Why wasn't he happy? Jenny loved him. Gary loved him. His mother sent him money. Uncle David sent him money. It was the May Term of his first year, the weather was fine and he had no examinations. Everything unpleasant was behind him. Cambridge was his. He had now made up his mind to stay here after Finals and become a don. All you had to do was memorise enough good essays and repeat them in three-hour bursts. Trefusis wasn't an examiner, thank God.
He hung Jeremy, his blazer, on Anthony, the peg.
'Let's have some toast,' he said. 'Hunt the Thimble has provided.'
II
'We come now gentlemen,' said President Clinton-Lacey, 'to the matter of JRFs and Bye-Fellowships. I wonder if- '
Garth Menzies, a Professor of Civil Law, coughed through a cloud of dense smoke which poured into his face from the pipe of Munroe, the Bursar.

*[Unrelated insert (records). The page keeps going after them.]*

PR #427, opened 2024-04-17
Thomas/mar 528 dataviz of an organization data model

balzdur:
First iteration on the datamodel dataviz :
- new routing to allow both presentation (classic list + new schema view)
- in the schema:
  - same edit actions as in the classic view (it wasn't difficult to add since we do have existing actions packages as `/ressources/*`)
  - add some "custom action":
    - one for "auto layout"
    - one for "focus selected table"

The main difficult I faced is the layout: since we do use "dynamically sized" components. I ended up with an "opacity hack", meaning every new edge/node is painted on screen with `opacity: 0` (hidden for the user) so it's width + height is computed and a second operation auto-layout everytime a new element is added.


packages/app-builder/src/components/Data/DataModelFlow.tsx
```diff
@@ -0,0 +1,269 @@
...
+      edges.some((ed) => ed.style?.opacity === 0)
+    ) {
+      const layouted = getLayoutedElements(nodes, edges);
+      setNodes(layouted.nodes);
+      setEdges(layouted.edges);
+      window.requestAnimationFrame(() => {
+        fitView();
+      });
+    }
+  }, [fitView, edges, nodes]);
```
balzdur, line 142: This is where the reconciliation logic + opacity hack is implemented.
The rest is just "basic code"

packages/app-builder/src/components/Data/DataModelFlow.tsx
```diff
@@ -0,0 +1,269 @@
...
+  const [edges, setEdges] = React.useState<Array<Edge<DataModelEdgeData>>>([]);
+
+  const onNodesChange = React.useCallback((changes: NodeChange[]) => {
+    const allowedChanges = changes.filter((change) => change.type !== 'remove');
+    setNodes((nds) => applyNodeChanges(allowedChanges, nds));
+  }, []);
+  const onEdgesChange = React.useCallback((changes: EdgeChange[]) => {
+    const allowedChanges = changes.filter((change) => change.type !== 'remove');
+    setEdges((eds) => applyEdgeChanges(allowedChanges, eds));
+  }, []);
```
balzdur, line 86: I prevent here the "remove" action (before that, you could remove nodes and edges despite this is not triggering any real action on the org data model)

packages/app-builder/src/components/Data/DataModelFlow.tsx
```diff
@@ -0,0 +1,269 @@
...
+        position,
+        style: { ...nd.style, opacity: 1 },
+      } satisfies Node<DataModelNodeData>;
+    }),
+    edges: edges.map((ed) => {
+      return {
+        ...ed,
+        style: { ...ed.style, opacity: 1 },
+      } satisfies Edge<DataModelEdgeData>;
+    }),
```
balzdur, line 267: Force the opacity to `1` for all the nodes after a layout

packages/ui-design-system/src/Menu/Menu.stories.tsx
```diff
@@ -13,7 +13,7 @@ import {
   MenuItem,
   MenuPopover,
   MenuRoot,
-} from './MenuWithCombobox';
+} from './Menu';
```
balzdur, line 16: Rename since this was confusing: you can actually use this without a combobox, I started by implementing a new component before figuring out it was already done...

packages/app-builder/src/services/data/data-model.tsx
```diff
@@ -0,0 +1,8 @@
+import { type TableModel } from '@app-builder/models';
+import { createSimpleContext } from '@app-builder/utils/create-context';
+
+const DataModelContext = createSimpleContext<TableModel[]>('DataModelContext');
+
+export const DataModelContextProvider = DataModelContext.Provider;
+
+export const useDataModel = DataModelContext.useValue;
```
balzdur, line 8: New context to mutualize datamodel fetching for both new pages (it's the same pattern we already have for `currentScnearioIteration`)

balzdur (commented):
Focus on the comment for interesting parts

Pascal-Delange (approved):
👍

PR #430, opened 2024-04-23
fix(TimeAddEdit): dropdown should extend outside the modal

balzdur:
I tried to go further in the fix by using the `Operand` shared component as I did inside the "fuzzy match" edit modal but I faced the same issue related to shared modal context...

So for now, those changes fix the bug, and I created Linear tasks to tackle the long term refactor accordingly in the future.


Pascal-Delange (approved):
👍

PR #431, opened 2024-04-23
feat(rules): add global local filter to rules list

balzdur:
Implement default global filter for rules list :
- default React Table implementation (= exact match)
- global (= on all columns)
- local (= no async call to server)

Bonus: reuse "highlight" matching text in purple comp (to improve UX)

output


Pascal-Delange (approved):
nice!

PR #435, opened 2024-04-26
Thomas/mar 534 create UI for a data model pivot

balzdur:
Simple implementation to create a pivot on a data model pivot :
- add menu option inside existing menu (cf screen shot)
- basic modal with select field

Out of scope of this PR:
- basic error handling (ex: narrow error when a pivot already exists)
- conditional rendering based on the presence of an existing pivot

image
image


packages/app-builder/src/services/data/pivot.tsx
```diff
@@ -0,0 +1,91 @@
...
+        baseTableId: tableModel.id,
+        fieldId: field.id,
+        id: field.id,
+        displayValue: field.name,
+      });
+    });
+
+  const tablesMap = new Map(dataModel.map((table) => [table.id, table]));
+
+  function recursiveLinkedPivot(
```
Pascal-Delange, line 47: just a syntax preference here, but I'd suggest making this separately defined recursive function that returns a set/array of possible pivots, rather than a closure defined inside getPivotOptions and mutating the variable `pivots` (I think that makes it easier to read, and we're not really in a case where there is a strong argument for a closure)

Pascal-Delange (commented):
I'm not sure at first glance, but it doesn't seem to include 2nd level options 🤔  (I made a test locally and it only proposed me the first level of links as pivots)

packages/app-builder/src/services/data/pivot.tsx
balzdur: Done.
I also added some basic tests (but it's not easy to read due to the datamodel + links creation)

balzdur: Concerning "2nd level options", it worked on my side (before and after the refactoring).

Can you check your datamodel "2nd level option" is a String field ?
NB: the pivot naming should be a concatenation of links names

Pascal-Delange: seems good now anyway 👍

PR #440, opened 2024-04-30
Thomas/mar 547 display information on decisionsdecisionid about the pivot

balzdur:
Add information on decision detail to ease finding related decisions.

In addition :
- add `field` and `link` tags (to distinguish both pivot types)
- add conditionnal logic to render helping message

NB: when available, I'll update the appropriate doc link. For now, it points to the API endpoint.
output


Pascal-Delange (approved):
👍  let's just add a proper link for pivot definition (I'll send one RN)

PR #943, opened 2025-06-20
[Multiple Screening] Last remarks from QA

carere:
- [X] Refine Modal broken due to decision id insted of sanction check id
- [X] Name recognition is now under feature access and flagged as beta
- [X] Now specifying "All Selected" for the list of dataset if a section is fully selected
- [X] Renaming "Sanction Check" to "Screening"
- [x] Warning the user about selected at least some attributes depending on some entities kind


Pascal-Delange (approved):
Thanks ! Let's merge :-)

PR #955, opened 2025-06-24
(refactor) Validation `onChange` & `onBlur` only for field,  and `onSubmit` for form

carere:
This PR remove the globals validators from all the Form in the app (except for the `onSubmit`).
The removed validators are now assigned to each form's field.


Pascal-Delange:
I'm arriving after the merge but naively this looks pretty verbose - is there any more "shorthand" way of handling this ?

ChibiBlasphem:
Is there a reason why all the validators have been moving to field level? I can't understand why we would want to have so much boilerplate per field.
When I tested it, just removing the `onBlur` form validation was working (if you have an `onChange` validation the `onBlur` is pretty much useless)

PR #960, opened 2025-06-30
feat(case manager): display decision review comment on case event timeline MAR-1102

ChibiBlasphem:
image


packages/app-builder/src/locales/fr/cases.json
```diff
@@ -161,6 +161,7 @@
   "required_actions.decide_final_status": "Choisir le statut final",
   "required_actions.review_screening_hits": "Filtrage de sanctions ({{count}})",
   "case_detail.history.event_detail.decision_reviewed": "Décision examinée à <Statut /> par <Actor>{{actor}}</Actor>",
+  "case_detail.history.event_detail.decision_reviewed_with_comment": "Décision examinée avec un commentaire à <Statut /> par <Actor>{{actor}}</Actor>",
```
Pascal-Delange, line 164:
```suggestion
  "case_detail.history.event_detail.decision_reviewed_with_comment": "Décision examinée avec un commentaire à <Status /> par <Actor>{{actor}}</Actor>",
```

Pascal-Delange (changes requested):
- small typo
- even if we iterate on this quickly afterwards, let's still add this new event type to the two that are displayed by default, for consistency

packages/app-builder/src/locales/fr/cases.json
Pascal-Delange: no worries - still planning to do a big "ai agent" run of "find me any inconsistencies in translations"

packages/app-builder/src/components/Cases/CaseEvents.tsx
```diff
@@ -51,7 +51,7 @@ export function CaseEvents({
   const [olderEvents, setOlderEventsCount] = useState(0);
   const [newerEvents, setNewerEventsCount] = useState(0);
   const [filters, setFilters] = useState<CaseEventFiltersForm>({
-    types: ['comment_added', 'file_added'],
+    types: ['comment_added', 'file_added', 'decision_reviewed'],
```
Pascal-Delange, line 54: you're going to have it but there are two more independent places where we have logic on `'comment_added', 'file_added'` => check out `packages/app-builder/src/components/Cases/Events/Filters/index.tsx`
I tried to refactor it a month or so ago but I failed to make typescript happy - perhaps you have more luck, but in any case it's probably better done in the follow-up PR we discussede

packages/app-builder/src/locales/fr/cases.json
ChibiBlasphem: I used cursor agent to do this one but he took the line above to help but the line already had an error (which I fixed)

Pascal-Delange (approved):
great !

PR #962, opened 2025-06-30
feat(case manager): reducing case events to categories

ChibiBlasphem:
image


Pascal-Delange:
Here is my proposal @ChibiBlasphem , let me know.
If it's good for you, I'll approve and we can merge.
Capture d’écran 2025-06-30 à 13 50 58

'Excuse me, Mr President,' he said, 'I understood we had agreed to a no-smoking rule at Fellows' meetings?'
'Well, that is certainly true, yes. Admiral Munroe, I wonder if you would mind . . . ?'
Munroe banged his pipe down on the table and gave Menzies a look charged with deepest venom. Menzies smiled and transferred a sweet from one side of his mouth to the other.
'Thank you,' said Clinton-Lacey. 'Now. JRFs and Bye-Fellowships. As this body is well aware, there has been '
Munroe sniffed the air loudly.
'Excuse me, Mr President,' he said. 'Am I alone in detecting a nauseating smell of spearmint in this room?'
'Er. . .?'
'It really is most disagreeable. I wonder where it could be coming from?'
Menzies angrily took the mint from his mouth and dropped it into the ashtray in front of him. Munroe smiled beatifically.
'Thank you,' said Clinton-Lacey. 'Fellows, we have a problem in retaining our present levels of postgraduates. There is a large number of Junior Research Fellows and Bye-Fellows that benefits from our grants and disbursements as you know. You will be far from unaware of the nature of the economic weather system that blows towards us from Westminster.'
Admiral Munroe ostentatiously pushed the ashtray into the centre of the table, as if the smell of mint still offended him.
Alex Corder, a theologian down the end of the table, barked a rather harsh laugh.
'Barbarians,' he said. 'They're all barbarians.'
'The government,' said Clinton-Lacey, 'the justice of whose doctrines we are not assembled here to discourse upon, has certainly struck an attitude towards the universities which must give us cause for alarm.'
'The Prime Minister is a scientist,' said Corder.
Garth Menzies raised his eyebrows. 'I'm sure no one would accuse the Prime Minister of academic partiality.'
'Why ever not?'.said Munroe.
'Well, whatever her possible bias,' said Clinton-Lacey, 'there is a feeling in government that the Arts side, oversubscribed by candidates for entrance as it already is, must be, er, honed, and extra encouragement given to the disciplines which can more productively . . .ah! Professor Trefusis!'
Trefusis stood in the doorway, a cigarette dangling from his lips, peering vaguely as if unsure whether this was the right room or the right meeting. The sight of Menzies' disapproving glare seemed to reassure him; he entered and slid down into the empty seat next to Admiral Munroe.